To capture the natural frequency of a test stand, a physical modal analysis was conducted 
on the test stand structure using the Mobile Modal Test Unit (MMTU). The MMTU uses 
accelerometers placed on a structure to measure vibrations when the structure is excited with 
an impact hammer. This system will provide experimental results for the natural frequencies of a 
given test stand. 
If any of these natural frequencies are within expected testing frequencies, the structure 
must be altered, or tuned, to shift the natural frequency away from the testing frequency. The 
MMTU software is capable of modeling and animating the mode shapes of specific vibrational 
modes. This tool can be applied to vibration modes found within the testing range, and used in 
the tuning process to strategically add and/or remove material and supports. 
 
II.  Theory 
The MMTU, along with the ModalView software it uses, is a robust tool allowing its users to 
determine the resonant frequencies of a wide variety of structures. To do this effectively, 
however, it must be used properly. There are several factors to take into consideration while 
testing with the MMTU, many of which will be examined here.  

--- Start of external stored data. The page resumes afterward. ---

PR #1988, opened 2022-06-15
Translate assignments to `_` as variable declaration

### LINKED ISSUE #1867: Tuple destructuring results in warnings about variables being ignored when `_` is used
# Reproduce

```rust
library tuples;

fn tuple() {
    let tuple = (5, true, ("Sway", 8));

    let(_, truthness, _) = tuple;
}
```

The variables are intentionally ignored. There should not be any complaints (warnings) in this case.
Tangentially, line 6 (in screenshot) clearly "uses" the variable.

# Screenshots

vaivaswatha:
Closes #1867.

A new no-span variable named `_` is created and the assignment to `_` is now compiled as if it was being assigned to an actual
variable. This stops the warning about the RHS expression being ignored.

### DIFF
--- a/sway-core/src/convert_parse_tree.rs
+++ b/sway-core/src/convert_parse_tree.rs
@@ -2552,14 +2552,12 @@ fn statement_let_to_ast_nodes(
         span: Span,
     ) -> Result<Vec<AstNode>, ErrorEmitted> {
         let ast_nodes = match pattern {
-            Pattern::Wildcard { .. } => {
-                let ast_node = AstNode {
-                    content: AstNodeContent::Expression(expression),
-                    span,
+            Pattern::Wildcard { .. } | Pattern::Var { .. } => {
+                let (mutable, name) = match pattern {
+                    Pattern::Var { mutable, name } => (mutable, name),
+                    Pattern::Wildcard { .. } => (None, Ident::new_no_span("_")),
+                    _ => panic!("Internal error"),
                 };
-                vec![ast_node]
-            }
-            Pattern::Var { mutable, name } => {
                 let (type_ascription, type_ascription_span) = match ty_opt {
                     Some(ty) => {
                         let type_ascription_span = ty.span();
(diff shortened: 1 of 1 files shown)


vaivaswatha:
What's the best way to add a test for this? (i.e., how do we check expected and unexpected warnings?)

sway-core/src/convert_parse_tree.rs
```diff
@@ -2552,14 +2552,12 @@ fn statement_let_to_ast_nodes(
         span: Span,
     ) -> Result<Vec<AstNode>, ErrorEmitted> {
         let ast_nodes = match pattern {
-            Pattern::Wildcard { .. } => {
-                let ast_node = AstNode {
-                    content: AstNodeContent::Expression(expression),
-                    span,
+            Pattern::Wildcard { .. } | Pattern::Var { .. } => {
+                let (mutable, name) = match pattern {
```
otrho, line 2556: I feel like there must be a better way to do this than to match on the same pattern twice, but nothing obvious springs to mind in this case.  Perhaps we can rethink how we manage wildcard patterns, and instead of having a separate variant for `Wildcard` just add an `is_wildcard` field to `Var`.

Dunno.  This is OK for now. :slightly_smiling_face:

otrho (approved):

mohammadfawaz:
> What's the best way to add a test for this? (i.e., how do we check expected and unexpected warnings?)

Not yet possible. Toby wants to introduce FileCheck to the integration tests so that will help!

sway-core/src/convert_parse_tree.rs
```diff
@@ -2552,14 +2552,12 @@ fn statement_let_to_ast_nodes(
...
+                    Pattern::Var { mutable, name } => (mutable, name),
+                    Pattern::Wildcard { .. } => (None, Ident::new_no_span("_")),
+                    _ => panic!("Internal error"),
```
mohammadfawaz, line 2559: `unreachable!()` here is maybe better? Not blocking though.

mohammadfawaz (dismissed):

mohammadfawaz (approved):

First, the MMTU has five accelerometers, each able to measure movement along three 
different axes, and an impact 
hammer, which is used to excite 
the structure. The accelerometers 
measure the minute accelerations 
that occur at the various locations 
on the structure when it is excited 
with the hammer.  The ModalView 
software twice differentiates this 
value to determine the 
displacement of the accelerometer 
and the time taken to reach this 
translation. A Fast Fourier 
Transform, a mathematical method 
for transforming a function of time 
into a function of frequency, is then 
applied to the data to determine frequencies at which these displacements occurred. (Nave) 
To optimize the results of a test, the accelerometers must be placed in clusters at several 
different locations throughout the structure, as seen in Figure 1. Placing all five accelerometers 
in a cluster allows them to work together to build a clear picture of the vibrations occurring in 
that portion of the structure. Once one set is completed, all five accelerometers must be moved 
to a different location on the structure. These different locations are very important, as sufficient 
data points must be selected to obtain a clear picture of the mode shapes of the entire structure. 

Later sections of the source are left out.